▶ [Brief]
Within the records below, how many lines hold the string "pass"? State that number and nothing else.

▶ [Task material]
PR #6151, opened 2025-04-21
Polish

izeye:
This PR polishes a bit.

### DIFF
--- a/micrometer-core/src/main/java/io/micrometer/core/instrument/Meter.java
+++ b/micrometer-core/src/main/java/io/micrometer/core/instrument/Meter.java
@@ -245,8 +245,7 @@ public interface Meter {
         /**
          * Generate a new id replacing all tags with new ones.
          * @param tags The tags to add.
-         * @return A new id with the only the provided tags. The source id remains
-         * unchanged.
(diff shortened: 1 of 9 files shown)


micrometer-core/src/main/java/io/micrometer/core/instrument/Meter.java
```diff
@@ -245,8 +245,7 @@ public Id withTags(Iterable<Tag> tags) {
         /**
          * Generate a new id replacing all tags with new ones.
          * @param tags The tags to add.
-         * @return A new id with the only the provided tags. The source id remains
-         * unchanged.
+         * @return A new id with the only provided tags. The source id remains unchanged.
```
jonatan-ivanov, line 248: Should not this be:
```suggestion
         * @return A new id with only the provided tags. The source id remains unchanged.
```

or:
```suggestion
         * @return A new id with the provided tags. The source id remains unchanged.
```

izeye: @jonatan-ivanov Thanks for the suggestion! I applied it in 5539fac.

Issue #5547, opened 2024-10-02
Migrate to JSpecify annotations for nullability constraints


shakuzen:
Deprecate our internal nullability annotations that are meta-annotated with JSR-305 annotations, add a dependency on JSpecify, update nullability imports and annotation usage to match correct use of JSpecify. See https://jspecify.dev/docs/using/

Breaking the work down into parts to make review more manageable:
- https://github.com/micrometer-metrics/micrometer/pull/6158
- https://github.com/micrometer-metrics/micrometer/pull/6270
- https://github.com/micrometer-metrics/micrometer/pull/6296
- https://github.com/micrometer-metrics/micrometer/pull/6385
- https://github.com/micrometer-metrics/micrometer/pull/6420
- https://github.com/micrometer-metrics/micrometer/pull/6422

shakuzen:
The migration should be complete now with all of the linked PRs, although there are some follow-up issues we have opened.

PR #6158, opened 2025-04-23
Migrate commons/observation modules to jSpecify

shakuzen:
Replaces our JSR-305-based nullability annotations with the jSpecify annotations and adds NullAway compile-time analysis of nullability issues.

This PR migrates micrometer-commons and micrometer-observation. In order to keep review manageable, it may be best to merge this before proceeding with the migration of the other modules.

### Important!
- [x] branch for `1.15.x` before merging this to `main`.

See https://github.com/micrometer-metrics/micrometer/issues/5547

### DIFF
--- a/build.gradle
+++ b/build.gradle
@@ -73,6 +73,11 @@ subprojects {
 
     if (project.name != 'micrometer-bom') {
         tasks.withType(JavaCompile).configureEach {
+            if (it.name == "compileJava" && !(it.project.name in ["micrometer-java11"])) {
+                options.errorprone.disable(
+                        "JavaDurationGetSecondsToToSeconds" // Requires JDK 9+
+                )
+            }
             options.errorprone {
                 disableWarningsInGeneratedCode = true
                 excludedPaths = ".*/build/generated/.*"
@@ -80,11 +85,6 @@ subprojects {
                 disable(
                         "StringConcatToTextBlock" // Requires JDK 15+
                 )
-                if (it.name == "compileJava" && !(it.project.name in ["micrometer-java11"])) {
-                    disable(
-                            "JavaDurationGetSecondsToToSeconds" // Requires JDK 9+
-                    )
-                }
 
                 error("BadImport",
                         "DefaultCharset",
--- a/build.gradle
+++ b/build.gradle
@@ -97,6 +97,7 @@ subprojects {
                 option("NullAway:OnlyNullMarked", "true")
                 option("NullAway:CustomContractAnnotations", "io.micrometer.common.lang.internal.Contract")
                 option("NullAway:CheckContracts", "true")
+                option("NullAway:HandleTestAssertionLibraries", "true")
                 if (!javaLanguageVersion.canCompileOrRun(17)) {
                     // Error Prone does not work with JDK <17
                     enabled = false
--- a/build.gradle
+++ b/build.gradle
@@ -73,31 +73,37 @@ subprojects {
 
     if (project.name != 'micrometer-bom') {
         tasks.withType(JavaCompile).configureEach {
-            options.errorprone.disableWarningsInGeneratedCode = true
-            options.errorprone.excludedPaths = ".*/build/generated/.*"
-            options.errorprone.error(
-                    "BadImport",
-                    "DefaultCharset",
-                    "LongDoubleConversion",
-                    "MissingOverride",
-                    "StringCaseLocaleUsage"
-            )
-            options.errorprone.disable(
-                    "StringConcatToTextBlock" // Requires JDK 15+
-            )
+            options.errorprone {
+                disableWarningsInGeneratedCode = true
+                excludedPaths = ".*/build/generated/.*"
 
-            if (it.name == "compileJava" && !(it.project.name in ["micrometer-java11"])) {
-                options.errorprone.disable(
-                        "JavaDurationGetSecondsToToSeconds" // Requires JDK 9+
+                disable(
+                        "StringConcatToTextBlock" // Requires JDK 15+
                 )
-            }
+                if (it.name == "compileJava" && !(it.project.name in ["micrometer-java11"])) {
+                    disable(
+                            "JavaDurationGetSecondsToToSeconds" // Requires JDK 9+
+                    )
+                }
 
-            if (!javaLanguageVersion.canCompileOrRun(17)) {
-                // Error Prone does not work with JDK <17
-                options.errorprone.enabled = false
-            }
-            if (System.env.CI != null) {
-                options.errorprone.disableAllWarnings = true
+                error("BadImport",
+                        "DefaultCharset",
+                        "LongDoubleConversion",
+                        "MissingOverride",
+                        "NullAway",
+                        "StringCaseLocaleUsage"
+                )
+
+                option("NullAway:OnlyNullMarked", "true")
+                option("NullAway:CustomContractAnnotations", "io.micrometer.common.lang.internal.Contract")
+                option("NullAway:CheckContracts", "true")
+                if (!javaLanguageVersion.canCompileOrRun(17)) {
+                    // Error Prone does not work with JDK <17
+                    enabled = false
+                }
+                if (System.env.CI != null) {
+                    disableAllWarnings = true
+                }
             }
         }
         if ((project.name.contains('samples') && !project.name.contains('kotlin')) || project.name.contains('benchmarks')) {
@@ -105,6 +111,8 @@ subprojects {
         } else {
             apply plugin: 'java-library'
             dependencies {
+                api(libs.jspecify)
+
                 testImplementation platform(libs.junitBom)
                 testImplementation libs.junitJupiter
                 testRuntimeOnly libs.junitPlatformLauncher
@@ -139,6 +147,7 @@ subprojects {
             optionalApi libs.jsr305
             checkstyle libs.spring.javaformatCheckstyle
             errorprone(libs.errorprone)
+            errorprone(libs.nullAway)
         }
 
         tasks {
--- a/build.gradle
+++ b/build.gradle
@@ -98,6 +98,11 @@ subprojects {
                 option("NullAway:CustomContractAnnotations", "io.micrometer.common.lang.internal.Contract")
                 option("NullAway:CheckContracts", "true")
                 option("NullAway:HandleTestAssertionLibraries", "true")
+                if (javaLanguageVersion.canCompileOrRun(22)) {
+                    // see https://bugs.openjdk.org/browse/JDK-8346471
+                    // see https://github.com/uber/NullAway/wiki/JSpecify-Support
+                    option("NullAway:JSpecifyMode", "true")
+                }
                 if (!javaLanguageVersion.canCompileOrRun(17)) {
                     // Error Prone does not work with JDK <17
                     enabled = false
--- a/micrometer-commons/src/main/java/io/micrometer/common/KeyValues.java
+++ b/micrometer-commons/src/main/java/io/micrometer/common/KeyValues.java
@@ -15,7 +15,8 @@
  */
 package io.micrometer.common;
 
-import io.micrometer.common.lang.Nullable;
+import io.micrometer.common.lang.internal.Contract;
+import org.jspecify.annotations.Nullable;
 
 import java.util.*;
 import java.util.function.Function;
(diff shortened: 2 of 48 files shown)


micrometer-commons/src/main/java/io/micrometer/common/KeyValues.java
```diff
@@ -409,7 +410,8 @@ public static KeyValues of(@Nullable String... keyValues) {
         return toKeyValues(keyValueArray);
     }
 
-    private static boolean blankVarargs(@Nullable Object[] args) {
+    @Contract("null -> true")
```
shakuzen, line 413: Without this `@Contract`, NullAway fails to recognize that a Nullable parameter has been null-checked and is safe to pass as a parameter to NonNullable marked methods.

micrometer-commons/src/main/java/io/micrometer/common/annotation/AnnotationHandler.java
```diff
@@ -16,7 +16,7 @@
 package io.micrometer.common.annotation;
 
 import io.micrometer.common.KeyValue;
-import io.micrometer.common.lang.Nullable;
+import org.jspecify.annotations.Nullable;
```
shakuzen, line 19: Import order should be fixed. I did a find and replace, so it came out like this.

micrometer-commons/src/main/java/io/micrometer/common/lang/internal/Contract.java
```diff
@@ -0,0 +1,30 @@
...
+ * WITHOUT WARRANTIES OR CONDITIONS OF ANY KIND, either express or implied.
+ * See the License for the specific language governing permissions and
+ * limitations under the License.
+ */
+package io.micrometer.common.lang.internal;
+
+import java.lang.annotation.*;
+
+/**
+ * This is for internal use only.
```
shakuzen, line 21: Maybe worth writing more here, but I wanted to be very clear this is not supported and should not be used outside of Micrometer. My hope is that we can remove it in the future, and so I want to be clear this is not subject to normal compatibility guarantees. Maybe we can even mark is deprecated if that doesn't make it annoying for us to use.

micrometer-commons/src/main/java/io/micrometer/common/lang/package-info.java
```diff
@@ -13,6 +13,4 @@
  * See the License for the specific language governing permissions and
  * limitations under the License.
  */
-@NonNullApi
-@NonNullFields
```
shakuzen, line 17: I suppose it may be better to make this `@NullMarked` even though we don't have any nullability in the annotations in this package.

shakuzen:
The build failure right now is a bug in NullAway. See https://github.com/uber/NullAway/issues/1184. It has been fixed but a new version hasn't been released yet. The build failure will go away once we can upgrade to a new version of NullAway or we migrate the modules containing code NullAway is tripping on.

micrometer-observation/src/test/java/io/micrometer/observation/docs/ObservationDocumentationTests.java
```diff
@@ -65,6 +67,17 @@ void iaeShouldBeThrownWhenDocumentedObservationHasOverriddenDefaultConventionBut
...
     }
 
+    @Test
+    void whenGetNameIsNotOverridden_thenNameShouldBeTakenFromDefaultConvention() {
+        ObservationRegistry registry = observationRegistry();
+        Observation.Context context = new Observation.Context();
+
+        TestConventionObservation.OVERRIDDEN.observation(registry, () -> context).start().stop();
+
+        then(context.getName()).isEqualTo("one");
```
shakuzen, line 77: Moving this to a separate issue to consider to not block progress on the nullability migration.

micrometer-observation/src/main/java/io/micrometer/observation/NoopObservationConfig.java
```diff
@@ -48,7 +50,7 @@ public ObservationRegistry.ObservationConfig observationPredicate(ObservationPre
     }
 
     @Override
-    public boolean isObservationEnabled(String name, Observation.Context context) {
+    public boolean isObservationEnabled(@Nullable String name, Observation.@Nullable Context context) {
```
shakuzen, line 53: These are `@Nullable` in the method this overrides.

micrometer-observation/src/main/java/io/micrometer/observation/NoopObservationRegistry.java
shakuzen, line 1: This is aligning the nullability here with the method signatures being overridden.

micrometer-observation/src/main/java/io/micrometer/observation/Observation.java
```diff
@@ -754,7 +754,7 @@ default <T> T scoped(Supplier<T> supplier) {
      * @return the result from {@link CheckedCallable#call()}
      */
     @SuppressWarnings("unused")
-    default <T, E extends Throwable> T scopedChecked(CheckedCallable<T, E> checkedCallable) throws E {
+    default <T, E extends Throwable> @Nullable T scopedChecked(CheckedCallable<T, E> checkedCallable) throws E {
```
shakuzen, line 757: Hmm I'm not sure how this should be declared. I guess the nullability on the generic type `T` on `CheckedCallable` should match the return type nullability.

micrometer-observation/src/main/java/io/micrometer/observation/aop/ObservedAspect.java
```diff
@@ -142,7 +140,7 @@ public Object observeMethod(ProceedingJoinPoint pjp) throws Throwable {
         return observe(pjp, method, observed);
     }
 
-    private Object observe(ProceedingJoinPoint pjp, Method method, Observed observed) throws Throwable {
+    private @Nullable Object observe(ProceedingJoinPoint pjp, Method method, Observed observed) throws Throwable {
```
shakuzen, line 143: I suppose we don't know the nullability of the instrumented method's return value. Should we make it `@NullUnmarked`?

shakuzen (commented):
Adding some notes that hopefully makes review easier.

micrometer-commons/src/main/java/io/micrometer/common/lang/internal/Contract.java
jonatan-ivanov: I think this is fine. I'm thinking if we should add a link in a non-javadoc comment to nullaways' doc about this in case someone is working on Micrometer's codebase and wanders here.

micrometer-observation/src/main/java/io/micrometer/observation/Observation.java
jonatan-ivanov: I think this is the way. :)

jonatan-ivanov: Should we do the same for `observe`, `observeChecked`, etc?

micrometer-observation/src/main/java/io/micrometer/observation/Observation.java
```diff
@@ -933,15 +933,15 @@ class Context implements ContextView {
...
+        public @Nullable String getName() {
             return this.name;
         }
 
         /**
          * Sets the observation name.
          * @param name observation name
          */
-        public void setName(String name) {
+        public void setName(@Nullable String name) {
```
jonatan-ivanov, line 944: Is it valid? I mean if you set the name should you set it as `null`?
(I guess somewhere we use this and pass `null`?)

But now I think it's symmetric with `setContextualName`.

micrometer-observation/src/main/java/io/micrometer/observation/Observations.java
```diff
@@ -61,6 +61,8 @@ public static ObservationRegistry getGlobalRegistry() {
         return globalRegistry;
     }
 
+    // We know delegate.get() cannot be null but NullAway does not.
+    @SuppressWarnings("NullAway")
```
jonatan-ivanov, line 65: Is this a bug we should report?
Also, can `@SuppressWarnings` go on the `delegate`?

micrometer-observation/src/main/java/io/micrometer/observation/aop/ObservedAspect.java
jonatan-ivanov: Semantically, the difference would be this?
`@Nullable`: we know that it can return `null`.
`@NullUnmarked`: we have no idea (it can but there will be no warning)

Let's discuss this, I feel we have a lot of similar use cases (`Observation.observe`, `Timer.record`, etc. where we accept something from the user we call and return its value and it's up to the user if that something can return `null` or not).

micrometer-observation/src/main/java/io/micrometer/observation/aop/ObservedAspectObservationDocumentation.java
```diff
@@ -17,14 +17,15 @@
 
 import io.micrometer.common.KeyValues;
 import io.micrometer.common.docs.KeyName;
-import io.micrometer.common.lang.Nullable;
+
```
jonatan-ivanov, line 20: new line?

micrometer-observation/src/main/java/io/micrometer/observation/contextpropagation/ObservationThreadLocalAccessor.java
```diff
@@ -49,6 +50,7 @@ public class ObservationThreadLocalAccessor implements ThreadLocalAccessor<Obser
      */
     private ObservationRegistry observationRegistry = ObservationRegistry.create();
 
+    @SuppressWarnings("NullAway.Init")
```
jonatan-ivanov, line 53: Shouldn't we mark this as `@Nullable`?

micrometer-commons/src/main/java/io/micrometer/common/util/StringUtils.java
```diff
@@ -48,6 +49,7 @@ public static boolean isBlank(@Nullable String string) {
      * @param string String to check
      * @return {@code true} if the String has any non-whitespace character
      */
+    @Contract("null -> false")
```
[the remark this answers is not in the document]
shakuzen: Not yet at least 😁

micrometer-observation/src/main/java/io/micrometer/observation/aop/ObservedAspect.java
shakuzen: I'm willing to be convinced otherwise, but semantically it feels like using `@NullUnmarked` on the return type is the most accurate. I can imagine a user complaining if we mark it as `@Nullable` but they know in their usage it isn't nullable because the Callable/Supplier/Function they pass does not have a nullable return value.

micrometer-observation/src/main/java/io/micrometer/observation/Observation.java
shakuzen: I think you're right it shouldn't be `@Nullable`. We need to change `SimpleObservation`'s package-private constructor arg for name to be not nullable for that, which is fine since it is package private and all call sites don't pass nullable values. I'll update the PR.

micrometer-observation/src/main/java/io/micrometer/observation/contextpropagation/ObservationThreadLocalAccessor.java
shakuzen: It's a bit of an unusual setup, but I think the idea is that it's lazily initialized and non-null after initialization. We could defensively mark it as `@Nullable` but I thought this better expresses the intent.

micrometer-observation/src/main/java/io/micrometer/observation/Observations.java
shakuzen: AtomicReference is a JDK class, so we can't directly control its specified internal nullability. NullAway is considering that `AtomicReference.get` returns a nullable value, it seems. Ideally, by not marking the generic type as `@Nullable` we'd hope it is treated as `@NonNull` due to the package containing the field being annotated `@NullMarked`. It might be related to https://github.com/uber/NullAway/issues/1161, but I'm not sure.

Moving the suppression to the field doesn't help because the compiler error is thrown from the `delegate.get` call sites.

build.gradle
```diff
@@ -73,38 +73,52 @@ subprojects {
...
+                )
+
+                option("NullAway:OnlyNullMarked", "true")
+                option("NullAway:CustomContractAnnotations", "io.micrometer.common.lang.internal.Contract")
+                option("NullAway:CheckContracts", "true")
+                option("NullAway:HandleTestAssertionLibraries", "true")
+                if (javaLanguageVersion.canCompileOrRun(22)) {
+                    // see https://bugs.openjdk.org/browse/JDK-8346471
+                    // see https://github.com/uber/NullAway/wiki/JSpecify-Support
+                    option("NullAway:JSpecifyMode", "true")
```
shakuzen, line 104: I added enabling JSpecifyMode on JDK 22+. It didn't result in any more compilation errors.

▶ [Response below]
4